_What needs to be done_. Extract the complete listing and output it unchanged.

++++++++++

Issue #991, opened 2020-03-05
Do we have a quick register way for a custom dataset which is in Pascal VOC format? I tried to use register_pascal_voc but it won't work.


SkeletonOne:
## ❓ How to use Detectron2

Questions like:

1. How to do X with detectron2?
2. How detectron2 does X?

NOTE:

1. If you met any unexpected issue when using detectron2 and wish to know why,
   please use the "Unexpected Problems / Bugs" issue template.

2. We do not answer general machine learning / computer vision questions that are not specific to
	 detectron2, such as how a model works, how to improve your training/make it converge, or what algorithm/methods can be
	 used to achieve X.

ppwwyyxx:
No. The function is made for pascal voc dataset only.

nodechef:
So for custom dataset in Pascal VOC, do we have to write a custom dataloader function ?

ppwwyyxx:
[Use Custom Datasets](https://detectron2.readthedocs.io/tutorials/datasets.html#use-custom-datasets) explains how to use custom datasets.

SkeletonOne:
@nodechef A solution is to use scripts to transfer VOC format to COCO format, then it will be easy to use register_coco_instances to register it.

nodechef:
@SkeletonOne have you developed any script ? I looked into https://github.com/yukkyo/voc2coco
but it's giving some errors. if you haven't than I would probably fix this one.

SkeletonOne:
@nodechef I think the script in https://github.com/yukkyo/voc2coco is correct. Note that the only thing you should pay attention to while training is to remove the 'ignore' annotation, as https://github.com/facebookresearch/detectron2/issues/1089 says.

SkeletonOne:
@nodechef This method is just an easy way to train your dataset and the credibility cannot be guaranteed. I would not recommend using this method for serious purposes.

nodechef:
This ```register_coco_instances``` ? Or converting voc2coco ?

SkeletonOne:
@nodechef Both works well.

nodechef:
I am confused a little bit. Which method were you talking about ? I'm training the model for production purposes. So I need to make sure that everything is implemented in optimized way.

SkeletonOne:
@nodechef 
The function register_coco_instances works perfectly in this situation. 

[...]

PR #1603, opened 2020-06-15
Allow registering pascal voc dataset with custom class names

pakornvs:
Relate: #991

### DIFF
--- a/detectron2/data/datasets/pascal_voc.py
+++ b/detectron2/data/datasets/pascal_voc.py
@@ -21,7 +21,7 @@ CLASS_NAMES = [
 # fmt: on
 
 
-def load_voc_instances(dirname: str, split: str):
+def load_voc_instances(dirname: str, split: str, class_names: list):
     """
     Load Pascal VOC detection annotations to Detectron2 format.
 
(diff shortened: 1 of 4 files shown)


detectron2/data/datasets/pascal_voc.py
```diff
@@ -21,7 +21,7 @@
 # fmt: on
 
 
-def load_voc_instances(dirname: str, split: str):
+def load_voc_instances(dirname: str, split: str, class_names: list):
```
ppwwyyxx, line 24: Should be `List[str]` with `from typing import List`.
Documentation is missing.

detectron2/data/datasets/pascal_voc.py
```diff
@@ -66,15 +66,13 @@ def load_voc_instances(dirname: str, split: str):
...
         dicts.append(r)
     return dicts
 
 
-def register_pascal_voc(name, dirname, split, year):
-    DatasetCatalog.register(name, lambda: load_voc_instances(dirname, split))
-    MetadataCatalog.get(name).set(
-        thing_classes=CLASS_NAMES, dirname=dirname, year=year, split=split
-    )
+def register_pascal_voc(name, dirname, split, class_names=CLASS_NAMES, **kwargs):
```
ppwwyyxx, line 76: Please keep `year` since it's required for evaluation.

Don't use mutable default: https://docs.python-guide.org/writing/gotchas/#mutable-default-arguments

PR #1608, opened 2020-06-16
fix a bug in voc_eval()

coolermzb3:
# fix a KeyError bug in the function voc_eval()

Based on the definition in line 226, the key of `class_recs` should be `imagename`, instead of `image_id`. 

Actually, `image_id` should be the index of `imagename` in `imagenames` , but it can be seen from line 231~234 that the type of `image_id` is string, and need to be converted into int.


ppwwyyxx:
As far as I know the evaluation works fine. 
Would you give an example when it would fail?

PR #1633, opened 2020-06-19
fix IndexError while using RandomCrop with no annotations

vladkrylov:
**Issue**: when a part of dataset contains no annotations and random cropping is enabled in `config` like the following:
```python
INPUT:
  CROP:
    ENABLED: True
    TYPE: "absolute"
    SIZE: (1080, 1920)
```
 an `IndexError` is raised in line:
https://github.com/facebookresearch/detectron2/blob/cd4d88eacfc15b79c6150769d3f8c0eb72b182d7/detectron2/data/dataset_mapper.py#L91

++++++++++

_Result of this task_.
Issue #991, opened 2020-03-05
Do we have a quick register way for a custom dataset which is in Pascal VOC format? I tried to use register_pascal_voc but it won't work.


SkeletonOne:
## ❓ How to use Detectron2

Questions like:

1. How to do X with detectron2?
2. How detectron2 does X?

NOTE:

1. If you met any unexpected issue when using detectron2 and wish to know why,
   please use the "Unexpected Problems / Bugs" issue template.

2. We do not answer general machine learning / computer vision questions that are not specific to
	 detectron2, such as how a model works, how to improve your training/make it converge, or what algorithm/methods can be
	 used to achieve X.

ppwwyyxx:
No. The function is made for pascal voc dataset only.

nodechef:
So for custom dataset in Pascal VOC, do we have to write a custom dataloader function ?

ppwwyyxx:
[Use Custom Datasets](https://detectron2.readthedocs.io/tutorials/datasets.html#use-custom-datasets) explains how to use custom datasets.

SkeletonOne:
@nodechef A solution is to use scripts to transfer VOC format to COCO format, then it will be easy to use register_coco_instances to register it.

nodechef:
@SkeletonOne have you developed any script ? I looked into https://github.com/yukkyo/voc2coco
but it's giving some errors. if you haven't than I would probably fix this one.

SkeletonOne:
@nodechef I think the script in https://github.com/yukkyo/voc2coco is correct. Note that the only thing you should pay attention to while training is to remove the 'ignore' annotation, as https://github.com/facebookresearch/detectron2/issues/1089 says.

SkeletonOne:
@nodechef This method is just an easy way to train your dataset and the credibility cannot be guaranteed. I would not recommend using this method for serious purposes.

nodechef:
This ```register_coco_instances``` ? Or converting voc2coco ?

SkeletonOne:
@nodechef Both works well.

nodechef:
I am confused a little bit. Which method were you talking about ? I'm training the model for production purposes. So I need to make sure that everything is implemented in optimized way.

SkeletonOne:
@nodechef 
The function register_coco_instances works perfectly in this situation. 

[...]

PR #1603, opened 2020-06-15
Allow registering pascal voc dataset with custom class names

pakornvs:
Relate: #991

### DIFF
--- a/detectron2/data/datasets/pascal_voc.py
+++ b/detectron2/data/datasets/pascal_voc.py
@@ -21,7 +21,7 @@ CLASS_NAMES = [
 # fmt: on
 
 
-def load_voc_instances(dirname: str, split: str):
+def load_voc_instances(dirname: str, split: str, class_names: list):
     """
     Load Pascal VOC detection annotations to Detectron2 format.
 
(diff shortened: 1 of 4 files shown)


detectron2/data/datasets/pascal_voc.py
```diff
@@ -21,7 +21,7 @@
 # fmt: on
 
 
-def load_voc_instances(dirname: str, split: str):
+def load_voc_instances(dirname: str, split: str, class_names: list):
```
ppwwyyxx, line 24: Should be `List[str]` with `from typing import List`.
Documentation is missing.

detectron2/data/datasets/pascal_voc.py
```diff
@@ -66,15 +66,13 @@ def load_voc_instances(dirname: str, split: str):
...
         dicts.append(r)
     return dicts
 
 
-def register_pascal_voc(name, dirname, split, year):
-    DatasetCatalog.register(name, lambda: load_voc_instances(dirname, split))
-    MetadataCatalog.get(name).set(
-        thing_classes=CLASS_NAMES, dirname=dirname, year=year, split=split
-    )
+def register_pascal_voc(name, dirname, split, class_names=CLASS_NAMES, **kwargs):
```
ppwwyyxx, line 76: Please keep `year` since it's required for evaluation.

Don't use mutable default: https://docs.python-guide.org/writing/gotchas/#mutable-default-arguments

PR #1608, opened 2020-06-16
fix a bug in voc_eval()

coolermzb3:
# fix a KeyError bug in the function voc_eval()

Based on the definition in line 226, the key of `class_recs` should be `imagename`, instead of `image_id`. 

Actually, `image_id` should be the index of `imagename` in `imagenames` , but it can be seen from line 231~234 that the type of `image_id` is string, and need to be converted into int.


ppwwyyxx:
As far as I know the evaluation works fine. 
Would you give an example when it would fail?

PR #1633, opened 2020-06-19
fix IndexError while using RandomCrop with no annotations

vladkrylov:
**Issue**: when a part of dataset contains no annotations and random cropping is enabled in `config` like the following:
```python
INPUT:
  CROP:
    ENABLED: True
    TYPE: "absolute"
    SIZE: (1080, 1920)
```
 an `IndexError` is raised in line:
https://github.com/facebookresearch/detectron2/blob/cd4d88eacfc15b79c6150769d3f8c0eb72b182d7/detectron2/data/dataset_mapper.py#L91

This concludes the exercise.